----- Available data
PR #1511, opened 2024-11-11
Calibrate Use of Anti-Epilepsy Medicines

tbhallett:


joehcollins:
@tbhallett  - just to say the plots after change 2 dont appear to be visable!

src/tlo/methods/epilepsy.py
----------
----- Available data
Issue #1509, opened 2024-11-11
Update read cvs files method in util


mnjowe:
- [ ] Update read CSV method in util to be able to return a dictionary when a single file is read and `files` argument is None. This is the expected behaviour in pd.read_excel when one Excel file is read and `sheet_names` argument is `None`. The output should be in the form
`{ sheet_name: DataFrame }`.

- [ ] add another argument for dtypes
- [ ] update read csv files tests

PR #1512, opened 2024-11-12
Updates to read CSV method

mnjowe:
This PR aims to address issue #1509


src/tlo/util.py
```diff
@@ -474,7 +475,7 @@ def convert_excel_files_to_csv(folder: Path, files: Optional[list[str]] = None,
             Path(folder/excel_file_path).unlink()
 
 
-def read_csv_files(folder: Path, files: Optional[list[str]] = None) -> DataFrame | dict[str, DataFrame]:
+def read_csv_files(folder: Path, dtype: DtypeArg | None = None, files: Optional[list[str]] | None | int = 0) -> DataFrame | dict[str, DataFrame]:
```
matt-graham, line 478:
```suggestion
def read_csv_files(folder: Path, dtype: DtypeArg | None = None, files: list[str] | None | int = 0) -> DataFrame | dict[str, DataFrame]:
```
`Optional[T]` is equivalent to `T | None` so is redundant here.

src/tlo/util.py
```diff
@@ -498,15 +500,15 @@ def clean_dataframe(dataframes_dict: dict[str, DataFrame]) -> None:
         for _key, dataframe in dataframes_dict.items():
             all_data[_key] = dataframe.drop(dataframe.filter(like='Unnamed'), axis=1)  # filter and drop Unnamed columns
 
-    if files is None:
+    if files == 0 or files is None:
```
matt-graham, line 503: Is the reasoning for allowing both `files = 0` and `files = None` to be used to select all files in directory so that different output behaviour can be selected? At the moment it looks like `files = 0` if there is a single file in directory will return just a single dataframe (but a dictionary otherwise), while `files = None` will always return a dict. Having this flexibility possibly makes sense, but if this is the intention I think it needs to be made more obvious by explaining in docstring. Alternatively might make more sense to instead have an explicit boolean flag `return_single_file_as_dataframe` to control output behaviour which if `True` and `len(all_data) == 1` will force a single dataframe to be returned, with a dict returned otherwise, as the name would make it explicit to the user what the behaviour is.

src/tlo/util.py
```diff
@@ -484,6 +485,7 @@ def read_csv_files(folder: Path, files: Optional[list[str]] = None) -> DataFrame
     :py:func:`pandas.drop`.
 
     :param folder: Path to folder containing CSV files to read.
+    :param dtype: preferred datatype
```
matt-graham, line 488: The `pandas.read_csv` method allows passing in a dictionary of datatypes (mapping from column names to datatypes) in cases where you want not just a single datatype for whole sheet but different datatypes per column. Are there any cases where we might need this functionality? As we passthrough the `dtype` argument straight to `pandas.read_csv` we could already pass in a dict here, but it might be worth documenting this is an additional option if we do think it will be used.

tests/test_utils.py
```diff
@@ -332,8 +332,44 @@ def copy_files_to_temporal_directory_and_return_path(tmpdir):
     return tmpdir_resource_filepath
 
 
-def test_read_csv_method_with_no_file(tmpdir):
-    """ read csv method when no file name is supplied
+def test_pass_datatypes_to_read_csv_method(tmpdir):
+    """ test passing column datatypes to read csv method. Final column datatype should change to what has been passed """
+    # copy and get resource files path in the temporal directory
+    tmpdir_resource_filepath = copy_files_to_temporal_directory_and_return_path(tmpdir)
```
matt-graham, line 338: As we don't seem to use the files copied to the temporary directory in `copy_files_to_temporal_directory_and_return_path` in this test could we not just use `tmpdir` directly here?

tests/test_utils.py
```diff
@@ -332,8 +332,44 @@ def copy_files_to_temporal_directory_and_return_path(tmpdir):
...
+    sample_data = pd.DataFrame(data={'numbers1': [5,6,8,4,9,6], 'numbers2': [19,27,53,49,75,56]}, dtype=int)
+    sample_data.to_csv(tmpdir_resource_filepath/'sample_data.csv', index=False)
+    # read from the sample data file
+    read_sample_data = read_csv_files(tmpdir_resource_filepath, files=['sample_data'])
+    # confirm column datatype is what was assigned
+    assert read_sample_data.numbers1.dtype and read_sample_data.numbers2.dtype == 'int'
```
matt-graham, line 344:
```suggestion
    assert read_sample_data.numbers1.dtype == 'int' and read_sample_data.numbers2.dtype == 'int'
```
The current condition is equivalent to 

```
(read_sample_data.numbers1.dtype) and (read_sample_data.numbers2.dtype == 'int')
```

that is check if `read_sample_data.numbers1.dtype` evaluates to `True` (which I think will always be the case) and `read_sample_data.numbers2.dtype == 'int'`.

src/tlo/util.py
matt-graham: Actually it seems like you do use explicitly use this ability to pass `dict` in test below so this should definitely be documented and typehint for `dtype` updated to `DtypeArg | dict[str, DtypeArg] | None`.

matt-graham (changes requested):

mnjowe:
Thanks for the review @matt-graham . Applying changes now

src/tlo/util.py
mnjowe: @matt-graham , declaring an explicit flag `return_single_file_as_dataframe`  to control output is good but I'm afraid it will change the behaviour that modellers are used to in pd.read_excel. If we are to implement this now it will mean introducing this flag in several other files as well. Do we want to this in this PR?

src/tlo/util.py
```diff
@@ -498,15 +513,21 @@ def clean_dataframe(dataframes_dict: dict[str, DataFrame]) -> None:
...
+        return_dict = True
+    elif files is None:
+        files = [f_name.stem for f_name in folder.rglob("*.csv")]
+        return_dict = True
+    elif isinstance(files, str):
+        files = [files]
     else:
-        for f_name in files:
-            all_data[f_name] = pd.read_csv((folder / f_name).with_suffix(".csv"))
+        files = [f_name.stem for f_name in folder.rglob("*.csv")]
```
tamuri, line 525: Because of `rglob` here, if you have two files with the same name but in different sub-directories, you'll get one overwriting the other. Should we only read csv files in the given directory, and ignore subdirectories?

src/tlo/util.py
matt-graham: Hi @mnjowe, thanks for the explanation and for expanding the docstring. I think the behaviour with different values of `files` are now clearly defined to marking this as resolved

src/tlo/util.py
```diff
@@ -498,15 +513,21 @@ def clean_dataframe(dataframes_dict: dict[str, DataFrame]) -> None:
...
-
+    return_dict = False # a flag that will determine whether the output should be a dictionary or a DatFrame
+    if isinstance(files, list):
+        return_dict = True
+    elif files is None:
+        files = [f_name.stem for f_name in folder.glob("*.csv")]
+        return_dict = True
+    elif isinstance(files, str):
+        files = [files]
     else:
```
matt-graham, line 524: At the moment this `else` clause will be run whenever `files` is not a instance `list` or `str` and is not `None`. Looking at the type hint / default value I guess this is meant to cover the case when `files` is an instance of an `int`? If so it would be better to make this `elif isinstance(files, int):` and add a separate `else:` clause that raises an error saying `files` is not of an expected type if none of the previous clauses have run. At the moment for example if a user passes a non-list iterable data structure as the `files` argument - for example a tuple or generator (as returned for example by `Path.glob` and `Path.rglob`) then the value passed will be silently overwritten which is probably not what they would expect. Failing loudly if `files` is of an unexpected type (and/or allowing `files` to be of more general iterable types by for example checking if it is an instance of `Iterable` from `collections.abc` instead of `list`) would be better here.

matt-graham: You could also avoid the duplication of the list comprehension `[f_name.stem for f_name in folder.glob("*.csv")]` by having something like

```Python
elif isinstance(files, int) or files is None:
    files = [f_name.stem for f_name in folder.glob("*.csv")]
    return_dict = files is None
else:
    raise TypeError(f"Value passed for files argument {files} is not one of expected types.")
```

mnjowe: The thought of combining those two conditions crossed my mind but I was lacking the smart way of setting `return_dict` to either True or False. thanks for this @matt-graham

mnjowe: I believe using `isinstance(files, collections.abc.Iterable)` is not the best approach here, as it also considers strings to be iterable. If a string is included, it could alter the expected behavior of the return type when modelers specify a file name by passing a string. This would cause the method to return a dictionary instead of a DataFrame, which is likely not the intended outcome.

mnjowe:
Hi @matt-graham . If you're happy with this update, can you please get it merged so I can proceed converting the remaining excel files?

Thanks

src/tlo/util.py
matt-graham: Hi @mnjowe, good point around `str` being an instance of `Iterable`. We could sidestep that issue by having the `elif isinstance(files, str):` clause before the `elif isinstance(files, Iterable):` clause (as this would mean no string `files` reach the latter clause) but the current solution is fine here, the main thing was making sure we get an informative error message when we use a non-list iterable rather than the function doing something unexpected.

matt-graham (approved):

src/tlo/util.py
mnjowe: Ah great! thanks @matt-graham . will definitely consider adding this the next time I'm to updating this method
----------
* _Task prompt_: Pull every line containing the string "changes" out of the data above and copy it.

* _Exercise result_:
matt-graham (changes requested):
Thanks for the review @matt-graham . Applying changes now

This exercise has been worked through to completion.